Тут его отвел в сторону Кнут и шепнул, что Арну не стоит ехать с ними: его присутствие плохо отразится на настроении Эмунда. Предстоит заключить сделку, и это — дело Эскиля, а не Арна. Но скоро уже наступит время, когда, напротив, Арн будет полезнее своего брата.

Арн быстро и легко согласился — так быстро, что это даже удивило Кнута, беспокоившегося перед началом разговора. На самом деле у Арна были свои планы, и он осторожно намекнул, что пока его родичи отлучатся на озеро Веттерн, сам он отправится по делам в Хусабю. Кнут мгновенно смекнул, о чем идет речь, — Эскиль успел рассказать ему о Сесилии и тех хлопотах, которые могут возникнуть в связи с ней и Арном.

В воздухе ощутимо пахло весной, снега было немного, но ледоход еще не начался. Тяжело нагруженные и вооруженные люди выехали из Арнеса. Поклажу они везли на спине или в сумках, привязанных к седлам, так как повозка или даже сани увязли бы с тяжелым грузом в подтаявшем снегу. Время для поездки, сразу же после дня святой Гертруды, было выбрано намеренно, так как Эмунд и его люди не ждали гостей и это значительно упрощало дело.

Сперва всадники скакали на север и добрались до Тидана, покрытого льдом. Оттуда было легче доехать до Аскеберги, места тинга, где они и заночевали в оставленных там палатках. На следующий день выехали с восходом солнца, чтобы прибыть в Форсвик в сумерках и проникнуть на двор усадьбы прежде, чем люди Эмунда обнаружат гостей.

И это им удалось. Изумленные Эмунд и его люди были быстро схвачены и разоружены. Дружинников хозяина, у которых могло быть оружие, заперли в кладовых и кузницах, и сторожили их суровые норвежцы. Таким образом, в господском доме остались только Эмунд, его взрослый сын Гермунд, жена Ингеборг и трое малолетних детей. Еще в доме находились слуги, но гости тщательно проверили, нет ли у них оружия.

Эскиль и Кнут угощались, громко, без стеснения переговариваясь; Эмунд и его люди отвечали на все вопросы односложно и с подозрением.

Эскиль, судя по всему, был в отличном настроении и с самого начала заявил, что приехал по делу и что они наверняка договорятся, но обычай требует, чтобы сперва они разделили трапезу и выпили вместе. Так будет легче разговаривать. Поев немного, Эскиль велел принести ларец с серебром, который поставили на стол между ним и Эмундом. Хозяин дома явно подобрел, но не потому, что жаждал заполучить себе серебро, а скорее просто перестал бояться за свою жизнь и жизнь детей. Серебро на столе говорило о сделке, а не о смерти. Однако разговор все равно не клеился.
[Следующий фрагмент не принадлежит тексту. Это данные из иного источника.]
Issue #1952, opened 2019-07-28
[11.0][MRP][MIG] Qty produced in finished product is not correct (When produced products had serial numbers)


OthmaneGhandi:
When the produced products had tracking by serial number the qty produced in finished product is not correct 

> Instead of giving the qty 1 for each product produced (with serial number) we put always the whole quantity 
=> It's like the creation of stock.move.line is not well set for the case of products with serial numbers

https://user-images.githubusercontent.com/6293989/62003604-985c5f00-b119-11e9-8a00-6ea0d32ddc58.png

PR #1963, opened 2019-08-06
[11.0][FIX] mrp: Consider stock move lines from products that have tracking

MiquelRForgeFlow:
The creation of stock move lines in the migration of `stock` and `mrp` modules was (and still is) a headache. I think it will never be perfect.

But I tried. This PR improves it a little bit more.

--

### DIFF
--- a/addons/mrp/migrations/11.0.2.0/post-migration.py
+++ b/addons/mrp/migrations/11.0.2.0/post-migration.py
@@ -120,10 +120,20 @@ def create_stock_move_lines_from_stock_move_lots(env):
             sm.restrict_partner_id,
             sm.picking_id,
             sm.product_id,
-            0,
-            sm.product_uom,
-            0,
-            sm.product_uom_qty as qty_done,
+            CASE WHEN sml.lot_id IS NOT NULL AND NOT sm.is_done
+                 THEN sml.quantity
+            ELSE 0
+            END as product_qty,
+            CASE WHEN sml.lot_id IS NOT NULL THEN spl.product_uom_id
+            ELSE sm.product_uom
+            END as product_uom_id,
+            CASE WHEN sml.lot_id IS NOT NULL AND NOT sm.is_done
+                 THEN sml.quantity
+            ELSE 0
+            END as product_uom_qty,
+            CASE WHEN sml.lot_id IS NOT NULL THEN sml.quantity_done
+            ELSE sm.product_uom_qty
+            END as qty_done,
             sm.name,
             sm.state,
             current_timestamp,
@@ -132,12 +142,11 @@ def create_stock_move_lines_from_stock_move_lots(env):
             TRUE,
             sml.lot_produced_id,
             sml.lot_produced_qty,
-            NULL,
+            COALESCE(sml.production_id, sm.production_id) as production_id,
             sml.workorder_id"""
     from_ = """stock_move sm
         INNER JOIN mrp_production mp ON sm.production_id = mp.id
-        LEFT JOIN stock_move_lots sml ON (sml.move_id = sm.id
-            AND sml.production_id = mp.id)
+        LEFT JOIN stock_move_lots sml ON sml.move_id = sm.id
         LEFT JOIN stock_production_lot spl ON sml.lot_id = spl.id"""
     openupgrade.logged_query(
         env.cr, """
@@ -145,7 +154,8 @@ def create_stock_move_lines_from_stock_move_lots(env):
         )
         SELECT %(select)s
         FROM %(from)s
-        WHERE sm.state NOT IN ('cancel', 'confirmed')
+        WHERE sm.state NOT IN ('cancel') AND (sml.lot_id IS NOT NULL OR
+            sm.state NOT IN ('confirmed'))
             AND sm.id NOT IN (SELECT sq.reservation_id
                               FROM stock_quant sq
                               WHERE sq.reservation_id IS NOT NULL)


pedrobaeza:
Can you explain the change and if this is linked to any issue?

MiquelRForgeFlow:
When you have tracking By Lots (or By Unique Serial Number) like this:

Selection_072

Then, it happens the following:

v10:
Selection_071

v10 migrated v11 (before this PR):
Selection_069

v10 migrated v11 (with this PR):
Selection_070

addons/mrp/migrations/11.0.2.0/post-migration.py
```diff
@@ -120,10 +120,20 @@ def create_stock_move_lines_from_stock_move_lots(env):
             sm.restrict_partner_id,
             sm.picking_id,
             sm.product_id,
-            0,
-            sm.product_uom,
-            0,
-            sm.product_uom_qty as qty_done,
+            CASE WHEN sm.is_done = TRUE THEN 0
```
pedrobaeza:
```suggestion
            CASE WHEN sml.lot_id IS NOT NULL THEN sml.quantity AND NOT sm.is_done THEN sml.quantity
            ELSE 0
```

addons/mrp/migrations/11.0.2.0/post-migration.py
```diff
@@ -120,10 +120,20 @@ def create_stock_move_lines_from_stock_move_lots(env):
...
+                 WHEN sml.lot_id IS NOT NULL THEN sml.quantity
+            ELSE 0
+            END as product_qty,
+            CASE WHEN sml.lot_id IS NOT NULL THEN spl.product_uom_id
+            ELSE sm.product_uom
+            END as product_uom_id,
+            CASE WHEN sm.is_done = TRUE THEN 0
```
pedrobaeza: Do something similar as proposed above

addons/mrp/migrations/11.0.2.0/post-migration.py
```diff
@@ -120,10 +120,20 @@ def create_stock_move_lines_from_stock_move_lots(env):
...
+                 WHEN sml.lot_id IS NOT NULL THEN sml.quantity
+            ELSE 0
+            END as product_uom_qty,
+            CASE WHEN sml.lot_id IS NOT NULL THEN sml.quantity_done
```
pedrobaeza, line 134: Do something similar as proposed above

pedrobaeza (changes requested):

pedrobaeza:
Is this for fixing #1952?

addons/mrp/migrations/11.0.2.0/post-migration.py
MiquelRForgeFlow: but here cannot. Here there is only one WHEN hahaha

MiquelRForgeFlow:
Maybe. I don't know if this fixes that or not. I just wanted to fix my own issue, nor the other ones. But it's possible that the one you mentioned is fixed with this one.

pedrobaeza:
@OthmaneGhandi please try this fix for the problem you mentioned

OthmaneGhandi:
@pedrobaeza & @mreficent  I will test it tomorrow and share with you my results

Thanks guys

OthmaneGhandi:
@pedrobaeza & @mreficent, it solves the issue BUT it has some side effects:

**1/** I think we should keep 
**`WHERE sm.state NOT IN ('cancel', 'confirmed')`** 
instead of 
`WHERE sm.state NOT IN ('cancel')` 

Because with the last one it creates stock.move.line for the confirmed stock.moves (that are not done yet), it's like they considered the quantity was produced, which is not the case.

**2/** I had an issue (I don't know if it's specific only for me or it can happens to others) some stock.move.line was not related to the production record because in stock.move.lots the field production_id was empty (is there cases where produced products can have this field empty in stock.move.lot ?) that's why I tried to use: 

`sm.production_id,` 
instead of 
`sml.production_id` 

but it's not working too :-(

OthmaneGhandi:
It works when you use : 

`from_ = """stock_move sm
        INNER JOIN mrp_production mp ON sm.production_id = mp.id
        LEFT JOIN stock_move_lots sml ON (sml.move_id = sm.id)
        LEFT JOIN stock_production_lot spl ON sml.lot_id = spl.id"""`

**instead of** 

`from_ = """stock_move sm
        INNER JOIN mrp_production mp ON sm.production_id = mp.id
        LEFT JOIN stock_move_lots sml ON (sml.move_id = sm.id
            AND sml.production_id = mp.id)
        LEFT JOIN stock_production_lot spl ON sml.lot_id = spl.id"""`

MiquelRForgeFlow:
@OthmaneGhandi thanks for your suggestions. It helped me a lot. I think both you and I can be happy know with this PR :)

OthmaneGhandi:
@mreficent you are very welcome, big thanks to you too for the great work.

just one remark I saw that you kept **`sml.production_id`** for me it worked with **`sm.production_id`** because some `stock.move.lots` the `production_id` empty : I don't know if it's a common case or is just happened to me

MiquelRForgeFlow:
well, I can put `COALESCE(sml.production_id, sm.production_id)` if your prefer

MiquelRForgeFlow:
@pedrobaeza ready to merge

pedrobaeza (approved):
FYI, there's no need to put `AS field_name`, as the assignment is done positional

MiquelRForgeFlow:
I know. But I like to put it for readability. It you don't put it, sometimes you don't know what corresponds and you have to check the 'insert' part. But in this code, the 'insert' part is separated, several lines above, and it was a bit annoying to check.

pedrobaeza:
OK, not too much problem any way, except longer lines that maybe don't fit in one line.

Поели еще немного, и Эскиль как можно учтивее предложил, что пора перейти к делу, а потому пусть в горнице останутся только мужчины. Ингеборг с детьми было позволено удалиться. Повиновалась гостям и прислуга.

Оставшись втроем с Эмундом и Кнутом, Эскиль изложил дело просто и понятно. Он сказал, что цена, возможно, низковата, ибо Форсвик стоит больше пятидесяти марок серебра, это каждому ясно. Тут он остановился и, открыв ларец с серебром, достал документ, который и был им зачитан на родном языке, но при этом Эскиль не стал называть всех имен в конце письма, и особенно имени Кнута сына Эрика. Эмунд еще больше уверился в том, что дело действительно касается купли-продажи, хотя и невыгодной для него лично.

А Эскиль тем временем указал, что самая приемлемая сумма теперь — те тридцать марок серебра, которые предлагались Эмунду на ландстинге в Аксевалле. Тогда Эмунд не пошел на мировую, но сейчас-то он должен быть более благоразумным и примириться.

Эмунд согласно кивнул в знак того, что понимает Эскиля, но осторожно заметил, что достаточной суммой были бы в таком случае восемьдесят марок серебра, особенно если речь идет о примирении в ходе сделки. Эскиль выразил радость, что им так легко удалось понять друг друга.

Но Эмунд отказался поставить свою печать и принять серебро, прежде чем не получит определенных гарантий. Как-то сомнительно совершать сделку, когда твои собственные дружинники заключены под стражу воинственными норвежскими берсерками. И потом, он не может понять, что это за человек сидит с ними за столом и называется Кнутом. Не знает он никакого Кнута.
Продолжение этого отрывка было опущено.